[INPUT RECORDS Boundary: Start]

PR #4372, opened 2026-01-17
sinex : unnamed blocks discarding

freinquin:
Unnamed SINEX blocks are no longer processed, otherwise a (non fatal) error message shows up in geany

### DIFF
--- a/parsers/sinex.c
+++ b/parsers/sinex.c
@@ -70,8 +70,10 @@ static void findSinexTags (void)
 		if (line[0] == '+')
 		{
 			blockNameCopy(blockNameStart, (const char *)line);
-			initTagEntry (&e, (const char * const)blockNameStart, K_BLOCK);
-			inBlock = true ;
+			if (strlen(blockNameStart) > 0) {
+				initTagEntry (&e, (const char * const)blockNameStart, K_BLOCK);
+				inBlock = true ;
+			}
 		} 
 		else if (inBlock && (line[0] == '-'))
 		{


masatake:
> otherwise a (non fatal) error message shows up in geany

What kind of input do you give to reproduce the fatal error?

b4n:
@masatake A section with no name, e.g.
```sinex
+
* buggy
-
```

```console
$ ./ctags -o-  /tmp/a.snx 
ctags: Notice: ignoring null tag in /tmp/a.snx(line: 1, language: SINEX)
```

masatake:
@b4n Thank you. I will add a test case.

masatake:
(THERE ARE MANY ISSUES AND PULL REQUESTS I MUST REVIEW ARE STACKED. I TACKLE THE ITEMS IN ORDER , STARING WITH THE EASIER.)


Thank you for the patch.

I wonder what I should do.

As far as I have researched, Sinet doesn't accept unamed blocks. Am I correct? (Let me know if I am wrong.)

That means we are talking about giving broken input to the parser.

Other than exiting (with fatal error message), crashing and leaking resources, I assume a parser can do as the parser wants for broken input. This is an extended version of the our motto, "Garbage-in Garbage-out". It is valid that the Sinex parer emits NOTICE message for the broken input. 
I know for users, the null tag messages are annoying. --quiet is for such users.
See b778a1be22767a28d07adee15a3e41ea6a6d531.

So I would like to reject this pull request.

However, you are using via Geany. So I cannot simply reject this pull request.

@b4n, what do you think about passing `--quiet` from Geany to libctags?
I have not confirmed there is an API for the purpose. However, I think adding it is not hard.

b4n:
@masatake OK, if generating null tags is something we accept, then yeah we should reject this (unless it's valid SINEX @freinquin?).

And for Geany, it's actually not a real problem, we can adjust our error print handler to not be so verbose with *NOTICE* messages -- for now we promoted everything to a warning, but if *NOTICE* messages are expected in normal operations, we can downgrade those in our end as well. No need to any extra API, nor even a way to adjust `quiet` in CTags' side.

freinquin:
@masatake is right, the SINEX format does not allow unnamed blocks. So it was not an issue for me to simply ignore '+' and '-' characters alone on a line and not even consider them as block markers.
@b4n and @masatake, you are the experts, I'm fine with all your proposed solutions. Please tell me your preference.

b4n:
@masatake's Just thinking about this a little more, one downside in Geany is that we often parse partial files during edition, so it's not an exceptional situation.  However, it's not so much of a problem if we update our end not to emit NOTICE as warnings.

I just created https://github.com/geany/geany/pull/4501 to improve this in Geany's side.

@freinquin We'll see @masatake's answer, but I'm fine with just dropping this PR if he prefers, no need to add any special handling if it doesn't create more problems (e.g. memory corruption or some other catastrophes).  So hold on, but I believe you won't have anything more to do on this :)

freinquin:
OK; Waiting for @masatake answer. Then if the PR is refused, I will update https://github.com/geany/geany/pull/4449 accordingly.

masatake:
https://github.com/geany/geany/pull/4501 was what I assumed as a solution applicable to all languages. 

I will close this.

BTW, here is the test case for this:

```
commit e2ff60ddfbfc9f0774937adc1e7a62ac32976b48 (HEAD -> sinex_unnamed_block)
Date:   Mon Jan 19 01:50:49 2026 +0900

    Tmain: add a case for #4327

diff --git a/Tmain/sinex-null-tag-warning.d/input.snx b/Tmain/sinex-null-tag-warning.d/input.snx
new file mode 100644
index 000000000..d02e666d7
--- /dev/null
+++ b/Tmain/sinex-null-tag-warning.d/input.snx
@@ -0,0 +1,3 @@
++
+* Taken from a comment submitted by @b4n in #4372
+-
diff --git a/Tmain/sinex-null-tag-warning.d/run.sh b/Tmain/sinex-null-tag-warning.d/run.sh
new file mode 100644
index 000000000..cac29f0af
--- /dev/null
+++ b/Tmain/sinex-null-tag-warning.d/run.sh
@@ -0,0 +1,9 @@
+# Copyright: 2026 Masatake YAMATO
+# License: GPL-2
+
+CTAGS=$1
+
+${CTAGS} --options=NONE -o - input.snx 2>&1 | {
+   # ctags or ctags.exe
+   sed -e 's/^[^:]*:\(.*\)/\1/'
+}
diff --git a/Tmain/sinex-null-tag-warning.d/stdout-expected.txt b/Tmain/sinex-null-tag-warning.d/stdout-expected.txt
new file mode 100644
index 000000000..3e3f4210b
--- /dev/null
+++ b/Tmain/sinex-null-tag-warning.d/stdout-expected.txt
@@ -0,0 +1 @@
+ Notice: No options will be read from files or environment
```

We cannot use the Units test harness for testing the error/warning messages.
So I use Tmain.
Hey, AI, read this.

masatake:
I would like to add one more comment.
If the grammar of sinex accepts unnamed blocks, instead of suppressing the null-tag notices, ctags should make *anonymous* tags for them.

Issue #4370, opened 2026-01-16
Guest parser brittleness (Infinite loop or memory error parsing PHP with guest parsers)


b4n:
CTags version: master (b11e39a7a89dc0b556e843db5aa34d0198066b9d)

When parsing [*combined.php* from Geany's test suite](https://github.com/geany/geany/blob/master/tests/ctags/combined.php), using `ctags -o- --extras=+g combined.php` we get an infinite loop.

Bissecting gives me f72c8961509f070276d03dea1e2d4f5c7324c923 as the faulty commit -- oops, not really a good news for debugging this 😓 …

[INPUT RECORDS Boundary: End]

PROBLEM REQUIREMENTS: Return every line from the entries above that contains the word "reject".

SOLUTION TO THIS EXERCISE:
So I would like to reject this pull request.
However, you are using via Geany. So I cannot simply reject this pull request.
@masatake OK, if generating null tags is something we accept, then yeah we should reject this (unless it's valid SINEX @freinquin?).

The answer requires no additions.